Legislature OKs $3.7B spending bills, extra $40M for school resource officers

Beth LeBlanc
The Detroit News

The Michigan House and Senate advanced two supplemental spending bills by overwhelming majorities Thursday aiming to push billions toward water infrastructure and millions toward law enforcement recruitment and retention. 

The supplemental spending bills make use of some state surplus money, but are largely drawn on the $10 billion in COVID federal relief funds that have yet to be appropriated by the Legislature. 

It's not clear how much more of the remaining COVID federal relief dollars will be appropriated before the end of the year. 

The Senate voted unanimously Thursday in support of a $3.3 billion water infrastructure spending bill that included $1 billion for the replacement of lead service lines across the state. The House voted 97-3 to pass a $368.5 million spending plan to aid recruitment and retention of law enforcement, first responders and corrections officers. 

"This is a historic opportunity," said Sen. Jon Bumstead, R-Newago. The funding, he said, will "make major improvements to preserve and protect Michigan's water quality, our infrastructure and our natural resources."

Rep. Mike Mueller, the Linden Republican who sponsored the House legislation, noted the law enforcement proposal has grown over recent months, from a proposed $80 million in May to $250 million last month, to the total adopted Thursday of $368 million. 

The House expanded the package by $40 million Thursday in part to allocate more money toward school resource officers in the wake of the Oxford High School shooting Tuesday. The amendment was offered by Rep. Gary Howell, R-Deerfield Twp., whose son is a teacher at Oxford High School. 

“Having resource officers working in schools builds relationships between police officers and students that wouldn’t otherwise occur,” Mueller said in a statement. “Officers become mentors and are seen as more relatable and approachable.”

Gov. Gretchen Whitmer's office on Thursday said the governor was focused on funding the "fundamentals," including the state's aging water infrastructure, law enforcement support and the state's labor shortage. 

"The governor just signed an historic budget that shows we can continue working together with the legislature to put Michiganders first," Whitmer's spokesman Bobby Leddy said. "Now’s the time to keep our foot on the gas to pass these proposals that we all agree on and get the job done.”

The Senate's infrastructure plan includes a $1 billion allocation toward lead service line replacement that is expected to be distributed over a few years and among communities across the state.

Other large expenditures in the Senate's budget include $650 million for a loan fund to reduce dam risk, $400 million for a drinking water program within the Department of Environment Great Lakes and Energy and another $400 million for the Great Lakes Water Authority for water supply improvements and changes needed after the summer's flooding.

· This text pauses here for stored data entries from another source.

PR #1528, opened 2020-09-08
Add HLLC numerical flux

mwarusz:
Co-authored-by: Thomas Gibson <thomas.gibson@nps.edu>

# Description

Adds HLLC numerical flux.

I have

### DIFF
--- a/src/Atmos/Model/AtmosModel.jl
+++ b/src/Atmos/Model/AtmosModel.jl
@@ -72,8 +72,10 @@ import ..DGMethods.NumericalFluxes:
     CentralNumericalFluxHigherOrder,
     CentralNumericalFluxDivergence,
     CentralNumericalFluxFirstOrder,
-    numerical_flux_first_order!
-using ..DGMethods.NumericalFluxes: RoeNumericalFlux
+    numerical_flux_first_order!,
+    NumericalFluxFirstOrder
+using ..DGMethods.NumericalFluxes:
+    RoeNumericalFlux, HLLCNumericalFlux, RusanovNumericalFlux
 
 import ..Courant: advective_courant, nondiffusive_courant, diffusive_courant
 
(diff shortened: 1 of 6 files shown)


mwarusz:
bors try

src/Atmos/Model/AtmosModel.jl
```diff
@@ -896,4 +898,138 @@ function numerical_flux_first_order!(
...
+        state_auxiliary⁺,
+        t,
+        direction,
+    )
+    fluxᵀn⁺ = flux⁺' * normal_vector
+
+    ρ⁻ = state_prognostic⁻.ρ
+    ρu⁻ = state_prognostic⁻.ρu
+    ρe⁻ = state_prognostic⁻.ρe
+    ts⁻ = thermo_state(
```
charleskawczynski, line 945: Is this expected to work at the boundaries? At the boundary, `state_auxiliary⁻` (specifically variables that are a function of the state) is not necessarily in sync with the state assigned in `boundary_state!`, in which case, you'll get different results by creating a new thermodynamic state:
```julia
ts⁻ = PhaseEquil(
        atmos.param_set,
        internal_energy(atmos, state, aux),
        state⁻.ρ,
        state⁻.moisture.ρq_tot / state.ρ,
        moist.maxiter,
        atmos.moisture.tolerance,
    )
```
The problem with this is that it will call saturation adjustment.

src/Atmos/Model/AtmosModel.jl
```diff
@@ -896,4 +898,138 @@ function numerical_flux_first_order!(
...
+        balance_law,
+        balance_law.moisture,
+        state_prognostic⁻,
+        state_auxiliary⁻,
+    )
+
+    ρ⁺ = state_prognostic⁺.ρ
+    ρu⁺ = state_prognostic⁺.ρu
+    ρe⁺ = state_prognostic⁺.ρe
+    ts⁺ = thermo_state(
```
charleskawczynski, line 967: Is this expected to work at the boundaries? At the boundary, `state_auxiliary⁺` (specifically variables that are a function of the state) is not necessarily in sync with the state assigned in `boundary_state!`, in which case, you'll get different results by creating a new thermodynamic state:
```julia
ts⁺ = PhaseEquil(
        atmos.param_set,
        internal_energy(atmos, state, aux),
        state⁺.ρ,
        state⁺.moisture.ρq_tot / state.ρ,
        moist.maxiter,
        atmos.moisture.tolerance,
    )
```
The problem with this is that it will call saturation adjustment.

jkozdon: Shouldn't this always be the case though? If you modify the state in a way that requires a saturation adjustment.

charleskawczynski: There are two ways to compute thermo states. One that calls SA (ideally once in `nodal_update_auxiliary_state!`)
```julia
ts = PhaseEquil(
        atmos.param_set,
        internal_energy(atmos, state, aux),
        state.ρ,
        state.moisture.ρq_tot / state.ρ,
        moist.maxiter,
        atmos.moisture.tolerance,
    )
```
And one that _recovers_ the thermodynamic state:
```julia
ts = thermo_state(atmos, state, aux)
```
This second method grabs the temperature from the `aux` state, and calls the `PhaseEquil{...}` (the default constructor) _with_ temperature (computed in `nodal_update_auxiliary_state!`), so SA is never performed with this second method.

The idea was that users should only need to call the second method. This assumes that the `aux` and `prognostic` states are in sync, but this may be invalid if we're updating/changing the prognostic state (as is the case on the boundaries).

mwarusz: Sounds like there is no way to avoid SA if we need pressure that is consistent with the boundary state ? Wondering where it should be performed. Other numerical fluxes don't need it so doing it  in `boundary_state!` would be wasteful. Maybe we should define a special method of `numerical_boundary_flux_first_order!` for `HLLC` and `Roe`. Or is it better to do it outside of surface kernels and communicate through aux like for volume SA ?

jkozdon:
> Or is it better to do it outside of surface kernels and communicate through aux like for volume SA ?

Not sure this would be possible since we do not have aux storage for the plus side of the boundary (the plus side is set to the minus side on the boundary).

This could change, but we'd have to modify the mesh generation and array creation.

src/Atmos/Model/AtmosModel.jl
jkozdon: > Or is it better to do it outside of surface kernels and communicate through aux like for volume SA ?

Not sure this would be possible since we do not have aux storage for the plus side of the boundary (the plus side is set to the minus side on the boundary).

This could change, but we'd have to modify the mesh generation and array creation.

charleskawczynski: I'm not sure what the best way forward is, but it seems like, for now, do the correct thing and call SA. We should probably have a discussion regarding this (I imagine that this may be problematic in several places).

charleskawczynski: Maybe we can meet to discuss this more?

thomasgibson: Agreed. I think we should definitely talk about this

jkozdon: It's possible that we can get away with an SA in the boundary state. We won't know until the code is profiled to see if we had register spilling or other problems.

We moved it to aux initially due to performance issues, but this situation might not be as bad.

Also, is it clear that we shouldn't be doing it for all numerical fluxes? (All the fluxes evaluate the flux with the boundary state which in turn involves pressure and wavespeed)

mwarusz: You're right. All fluxes have the plus state pressure and sound speed inconsistent with BCs when using `EquilMoist`. I will check if performing SA in `boundary_state!` is a performance problem.

charleskawczynski: > It's possible that we can get away with an SA in the boundary state. 

Agreed. Let's try it.

> We won't know until the code is profiled to see if we had register spilling or other problems.

✔️ 

> Agreed. I think we should definitely talk about this

While we have a quick/easy first pass at a solution to this particular problem, I agree that we should still talk about the general concern of accidentally using `aux⁺` (in the case that it's not in sync with `state⁺`).

src/Atmos/Model/AtmosModel.jl
```diff
@@ -896,4 +898,171 @@ function numerical_flux_first_order!(
...
+        direction,
+    )
+    fluxᵀn⁺ = flux⁺' * normal_vector
+
+    # Extract relevant fields and thermodynamic variables defined on
+    # the positive + and negative - sides of the interior facets
+    ρ⁻ = state_prognostic⁻.ρ
+    ρu⁻ = state_prognostic⁻.ρu
+    ρe⁻ = state_prognostic⁻.ρe
+    ts⁻ = thermo_state(
```
charleskawczynski, line 976:
```suggestion
    ts⁻ = recover_thermo_state(
```

src/Atmos/Model/AtmosModel.jl
```diff
@@ -896,4 +898,171 @@ function numerical_flux_first_order!(
...
+        balance_law,
+        balance_law.moisture,
+        state_prognostic⁻,
+        state_auxiliary⁻,
+    )
+
+    ρ⁺ = state_prognostic⁺.ρ
+    ρu⁺ = state_prognostic⁺.ρu
+    ρe⁺ = state_prognostic⁺.ρe
+    ts⁺ = thermo_state(
```
charleskawczynski, line 998:
```suggestion
    ts⁺ = new_thermo_state(
```

src/Atmos/Model/AtmosModel.jl
```diff
@@ -896,4 +898,171 @@ function numerical_flux_first_order!(
...
+
+    u⁺ = ρu⁺ / ρ⁺
+    uᵀn⁺ = u⁺' * normal_vector
+    e⁺ = ρe⁺ / ρ⁺
+    p⁺ = pressure(
+        balance_law,
+        balance_law.moisture,
+        state_prognostic⁺,
+        state_auxiliary⁺,
+    )
```
charleskawczynski, line 1013:
```suggestion
    p⁺ = air_pressure(ts⁺)
```

charleskawczynski: I'm now thinking that we should remove `pressure`, since this relies on `recover_thermo_state` and will have the same issue as above. Using `ts⁺ = new_thermo_state(...)` will fix these issues.

src/Atmos/Model/AtmosModel.jl
```diff
@@ -896,4 +898,171 @@ function numerical_flux_first_order!(
...
+    c⁻ = soundspeed_air(ts⁻)
+
+    uᵀn⁻ = u⁻' * normal_vector
+    e⁻ = ρe⁻ / ρ⁻
+    p⁻ = pressure(
+        balance_law,
+        balance_law.moisture,
+        state_prognostic⁻,
+        state_auxiliary⁻,
+    )
```
charleskawczynski, line 993:
```suggestion
    p⁻ = air_pressure(ts⁻)
```
This one doesn't matter as much, but we might as call `air_pressure` directly.

src/Atmos/Model/AtmosModel.jl
mwarusz: Should this become `recover_thermo_state` after #1542 gets merged ?

charleskawczynski: Ah, yes. So long `numerical_flux_first_order!` is called right after `boundary_state!`.

mwarusz: It is https://github.com/CliMA/ClimateMachine.jl/blob/721b67f2fc72692fe4daf63d9c091d3398b1b889/src/Numerics/DGMethods/NumericalFluxes.jl#L147-L171

bischtob:
@thomasgibson, @mwarusz is this good to go pending @charleskawczynski's changes?

src/Atmos/Model/AtmosModel.jl
mwarusz: Done

src/Atmos/Model/AtmosModel.jl
mwarusz: Done

src/Atmos/Model/AtmosModel.jl
mwarusz: Done

src/Atmos/Model/AtmosModel.jl
mwarusz: Done

mwarusz:
bors try

simonbyrne (approved):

Another $200 million would go toward clean water infrastructure grants, $100 million toward sewer and wastewater grants, and $100 million for PFAS remediation grants. 

The largest portion of the House's law enforcement spending bill includes about $57.5 million for Move to Michigan incentives, which are meant to attract out-of-state officers by allowing them to keep their retirement benefits if they move to Michigan.

About $40 million would go toward police academy scholarships; $30 million to communications equipment, including $4.8 million for Isabella County; $35 million to signing and retention bonuses; and $14 million for equipment purchases such as cameras and body armor. 

About $10 million each would go toward community policing, explorer or job shadow programs, reimbursement for unpaid COVID-19 quarantines and school resource officers. 

Another $7.5 million would go toward mental health assistance and $2.5 million for police dog grants.

The bill also would push $25 million to Macomb County to be used as a 50% match for the construction of a central intake assessment facility.